| Exercise objective |
Where in the data below does the word "functional" appear? Copy every line that has it.

Stored items
========

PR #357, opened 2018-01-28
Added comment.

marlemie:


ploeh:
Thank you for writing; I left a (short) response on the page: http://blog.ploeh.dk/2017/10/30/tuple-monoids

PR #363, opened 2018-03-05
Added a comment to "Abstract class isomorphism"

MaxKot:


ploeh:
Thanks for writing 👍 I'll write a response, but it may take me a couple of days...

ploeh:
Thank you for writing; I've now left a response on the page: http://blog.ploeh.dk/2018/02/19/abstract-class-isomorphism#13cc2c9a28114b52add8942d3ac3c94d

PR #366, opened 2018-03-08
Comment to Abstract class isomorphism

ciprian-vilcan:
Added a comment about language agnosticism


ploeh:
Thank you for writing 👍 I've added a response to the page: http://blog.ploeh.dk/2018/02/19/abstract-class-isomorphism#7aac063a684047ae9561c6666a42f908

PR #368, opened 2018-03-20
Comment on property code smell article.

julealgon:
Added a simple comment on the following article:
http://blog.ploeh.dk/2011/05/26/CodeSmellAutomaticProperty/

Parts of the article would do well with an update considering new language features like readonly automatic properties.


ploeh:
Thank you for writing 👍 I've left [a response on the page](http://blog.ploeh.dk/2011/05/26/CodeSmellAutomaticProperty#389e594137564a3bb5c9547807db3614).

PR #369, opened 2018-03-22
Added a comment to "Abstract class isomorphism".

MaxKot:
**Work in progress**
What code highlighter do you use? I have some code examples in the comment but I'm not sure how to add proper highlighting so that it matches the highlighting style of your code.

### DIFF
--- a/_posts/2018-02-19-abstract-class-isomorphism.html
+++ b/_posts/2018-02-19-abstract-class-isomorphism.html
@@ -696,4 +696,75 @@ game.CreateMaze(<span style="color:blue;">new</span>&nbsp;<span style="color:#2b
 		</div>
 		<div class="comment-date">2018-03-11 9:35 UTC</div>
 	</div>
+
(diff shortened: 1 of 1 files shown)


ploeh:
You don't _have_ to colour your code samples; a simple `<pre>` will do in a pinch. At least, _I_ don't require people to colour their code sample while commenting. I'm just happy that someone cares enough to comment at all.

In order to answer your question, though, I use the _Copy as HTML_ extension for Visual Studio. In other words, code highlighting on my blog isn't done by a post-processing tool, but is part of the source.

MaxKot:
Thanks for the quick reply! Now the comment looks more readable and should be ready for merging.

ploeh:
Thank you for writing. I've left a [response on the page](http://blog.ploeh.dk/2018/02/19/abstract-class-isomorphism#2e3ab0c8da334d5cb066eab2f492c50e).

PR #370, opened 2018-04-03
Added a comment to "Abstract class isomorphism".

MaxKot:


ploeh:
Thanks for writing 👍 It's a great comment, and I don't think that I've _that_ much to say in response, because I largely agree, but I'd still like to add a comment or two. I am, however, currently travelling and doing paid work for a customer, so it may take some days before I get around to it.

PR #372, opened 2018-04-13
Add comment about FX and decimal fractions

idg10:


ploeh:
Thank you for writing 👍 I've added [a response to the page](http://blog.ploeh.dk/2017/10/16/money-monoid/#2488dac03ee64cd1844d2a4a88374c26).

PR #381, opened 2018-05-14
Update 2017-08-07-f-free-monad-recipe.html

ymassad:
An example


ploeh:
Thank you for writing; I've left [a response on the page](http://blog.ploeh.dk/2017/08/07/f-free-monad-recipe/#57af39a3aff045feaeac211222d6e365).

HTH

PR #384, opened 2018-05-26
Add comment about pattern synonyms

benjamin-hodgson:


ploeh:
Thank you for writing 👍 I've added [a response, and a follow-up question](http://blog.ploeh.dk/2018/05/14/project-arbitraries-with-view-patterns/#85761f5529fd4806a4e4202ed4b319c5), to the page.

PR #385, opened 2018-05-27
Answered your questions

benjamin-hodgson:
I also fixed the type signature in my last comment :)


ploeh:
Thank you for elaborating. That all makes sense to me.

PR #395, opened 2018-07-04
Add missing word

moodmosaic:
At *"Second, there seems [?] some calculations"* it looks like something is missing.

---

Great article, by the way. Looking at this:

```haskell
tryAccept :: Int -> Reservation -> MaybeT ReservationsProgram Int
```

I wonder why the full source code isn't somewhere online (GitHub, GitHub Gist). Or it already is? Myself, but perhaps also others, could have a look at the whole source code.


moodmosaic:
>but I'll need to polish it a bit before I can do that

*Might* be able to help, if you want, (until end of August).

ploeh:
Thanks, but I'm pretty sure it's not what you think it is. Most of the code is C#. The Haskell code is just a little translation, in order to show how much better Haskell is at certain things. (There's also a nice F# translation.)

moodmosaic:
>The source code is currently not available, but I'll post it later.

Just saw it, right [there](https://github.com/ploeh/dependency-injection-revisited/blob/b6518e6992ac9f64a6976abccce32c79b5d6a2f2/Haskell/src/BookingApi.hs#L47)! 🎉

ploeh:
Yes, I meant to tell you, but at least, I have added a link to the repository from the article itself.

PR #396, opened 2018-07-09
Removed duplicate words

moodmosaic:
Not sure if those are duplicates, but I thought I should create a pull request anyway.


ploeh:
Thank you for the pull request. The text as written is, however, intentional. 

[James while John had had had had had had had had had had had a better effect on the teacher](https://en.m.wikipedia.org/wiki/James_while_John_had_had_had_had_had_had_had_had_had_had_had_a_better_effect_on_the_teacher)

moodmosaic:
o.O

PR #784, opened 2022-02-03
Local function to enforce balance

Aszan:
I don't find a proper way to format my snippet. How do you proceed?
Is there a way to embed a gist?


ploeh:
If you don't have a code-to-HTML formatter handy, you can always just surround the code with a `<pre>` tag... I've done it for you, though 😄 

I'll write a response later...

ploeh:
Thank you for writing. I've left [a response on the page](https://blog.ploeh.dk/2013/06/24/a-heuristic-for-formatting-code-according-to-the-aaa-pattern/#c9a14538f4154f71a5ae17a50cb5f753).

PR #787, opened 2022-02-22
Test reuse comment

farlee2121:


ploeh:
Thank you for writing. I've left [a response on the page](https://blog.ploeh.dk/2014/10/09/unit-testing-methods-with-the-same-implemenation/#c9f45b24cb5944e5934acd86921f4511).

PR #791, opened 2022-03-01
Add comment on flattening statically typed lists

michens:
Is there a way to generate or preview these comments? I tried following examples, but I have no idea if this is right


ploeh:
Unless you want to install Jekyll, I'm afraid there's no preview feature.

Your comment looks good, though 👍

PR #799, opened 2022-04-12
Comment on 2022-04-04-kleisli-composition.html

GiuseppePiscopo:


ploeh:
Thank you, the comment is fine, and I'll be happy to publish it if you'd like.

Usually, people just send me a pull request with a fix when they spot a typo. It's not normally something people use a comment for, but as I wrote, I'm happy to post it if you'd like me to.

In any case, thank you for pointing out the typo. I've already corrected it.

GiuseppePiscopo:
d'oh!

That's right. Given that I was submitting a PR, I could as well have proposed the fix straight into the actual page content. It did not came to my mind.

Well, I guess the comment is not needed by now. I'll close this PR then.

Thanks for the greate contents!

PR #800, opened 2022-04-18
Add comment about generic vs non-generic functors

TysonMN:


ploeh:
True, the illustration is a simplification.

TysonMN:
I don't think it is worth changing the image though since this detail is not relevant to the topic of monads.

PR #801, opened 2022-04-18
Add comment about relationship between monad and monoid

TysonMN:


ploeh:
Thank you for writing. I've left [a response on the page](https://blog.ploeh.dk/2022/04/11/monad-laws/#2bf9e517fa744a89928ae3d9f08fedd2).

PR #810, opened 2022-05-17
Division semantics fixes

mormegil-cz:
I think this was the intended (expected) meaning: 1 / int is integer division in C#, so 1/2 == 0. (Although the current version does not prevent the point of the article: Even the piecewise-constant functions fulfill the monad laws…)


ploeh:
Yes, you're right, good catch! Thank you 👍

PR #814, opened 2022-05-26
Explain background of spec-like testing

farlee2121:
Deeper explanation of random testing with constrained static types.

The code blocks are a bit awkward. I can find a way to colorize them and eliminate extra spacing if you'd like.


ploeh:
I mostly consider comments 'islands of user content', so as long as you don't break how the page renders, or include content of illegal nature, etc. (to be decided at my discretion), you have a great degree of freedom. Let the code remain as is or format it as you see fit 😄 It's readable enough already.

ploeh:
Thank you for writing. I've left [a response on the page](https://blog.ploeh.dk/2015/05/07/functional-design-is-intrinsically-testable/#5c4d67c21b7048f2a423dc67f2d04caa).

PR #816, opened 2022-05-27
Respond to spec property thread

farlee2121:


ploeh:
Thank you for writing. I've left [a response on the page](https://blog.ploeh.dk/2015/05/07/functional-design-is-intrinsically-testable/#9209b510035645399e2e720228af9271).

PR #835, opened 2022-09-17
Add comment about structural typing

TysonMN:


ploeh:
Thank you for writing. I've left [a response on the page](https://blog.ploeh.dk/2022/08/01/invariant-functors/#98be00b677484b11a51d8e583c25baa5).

========

| Exercise response |
Thank you for writing. I've left [a response on the page](https://blog.ploeh.dk/2015/05/07/functional-design-is-intrinsically-testable/#5c4d67c21b7048f2a423dc67f2d04caa).
Thank you for writing. I've left [a response on the page](https://blog.ploeh.dk/2015/05/07/functional-design-is-intrinsically-testable/#9209b510035645399e2e720228af9271).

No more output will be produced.